A Rs 60k phone today, or a new phone every month (yes)? Take your pick, millennials

Kumar Shankar Roy 3 August 2017, 6:37 PM
Get your finances sorted if you want to live life like a millionaire

Get your finances sorted if you want to live life like a millionaire

If you’re 20-something, 'savings' is a word that makes you think of older people. And online deals. Your life is very likely to play out like this: day 10 of the month, and you’re suddenly sanksari urban poor — no partying. Another 20 days before your SMS says 'Rs XXXXX has been credited to your account'. Phew.

Sooner or later, though, real life is going to hit you. The free-flowing booze and online shopping binges are not good friends with a modest salary.

The good news is that 'saving' is no monster. It’s easy and can be as much fun as spending. The trick: delay gratification by a bit. Earn, save and spend — that’s the three-step process to follow. Just don’t put 'spend' before 'save'. Here are a few hacks.

1. Know where your money is going

My father smokes a lot. He has been a two-packet-a-day man for four decades now. That's 40 cigarettes a day, and Rs 14,600 a year. Over the course of 40 years, my old man smoked cigarettes approximately worth Rs 6 lakh. At an average price of Rs 7 per cigarette, that's Rs 42 lakh, which daddy dearest blew up in smoke —  the price of an Audi A4 sedan.

A few years ago, he confessed that had he known how much money he spent on smoking, he would have done something about it. Too late. But not for you.

Smoking may not be your thing. It could be booze, disc-hopping, clothes, gadgets or holidays. Do some math and see how much of your money is going into one of these. You don't need to stop. But you do want to control some. Start by making an approximate budget with money earmarked for all types of expenditure, so you know exactly where your money is going.

2. Save 10 per cent of your take-home

I have time. I will indulge myself for 2-3 years and then save. My parents don't depend on me.

These are lame excuses. Assume you can save Rs 2,000 per month. If you don't save for a year, you don't save Rs 24,000. In four years, you don’t save a lakh.
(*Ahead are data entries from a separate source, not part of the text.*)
PR #818, opened 2025-12-04
Fix command documentation for publish

joelverhagen:
## Motivation and Context

The `--file=PATH` pattern does not work. The path is an optional, positional argument not a named option.
The `--dry-run` option is not supported.

Look at the implementation: https://github.com/modelcontextprotocol/registry/blob/d092dd6390f1c64add83303517c4d00bfc65433e/cmd/publisher/commands/publish.go#L19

The quickest way to save is to keep some money aside, say, 10 per cent of your take-home salary. This mandatory 10 per cent should be put in a place from where you can't easily withdraw it. With a lock-in period, you won’t be tempted to. Saving money in socks, purse or a hidden place is not an option. Go for recurring deposits (RD) in banks, insurance premiums, tax saving instruments such as mutual funds (MF) and post office products.

3. Make a goal

The human mind can play tricks on itself. Without purpose, you will come up with ingenuous excuses to liquidate savings and investments. The goal could be that much-awaited Goa vacay, a super-bike or that Manish Malhotra lehenga in three years. Such a goal will create a need in your mind and make you work towards achieving it. Research says this works 90 per cent of the time.

4. The final trick

Not all millionaires inherited their money. They saved a bulk of their earnings. You can make small behavioral changes to be like them. For instance, they did not go out buying a new smartphone every time a company launched one. Say, a new stylish phone makes waves in the market. It costs Rs 60,000. That's more than your monthly salary. So you swipe the credit card.

Credit card EMIs may be easy to pay, but they extract 20-40 percent interest annually. What if I told you you could buy a new phone every month if you waited a few years? This isn't a rude joke.

A one-time investment of Rs 60,000 (say in stocks or MFs) that returns 19 percent annually will earn you a total of Rs 1.04 crore over 30 years. Now, put that Rs 1.04 crore in a bank with a 7 per cent fixed return. And you get Rs 7.2 lakh in interest every year. Well, you can buy a new phone with that money every month. Plus, you’re a crorepati anyway.

Feel like getting started already?

(Kumar Shankar Roy is a business journalist, specialising in personal finance and stocks)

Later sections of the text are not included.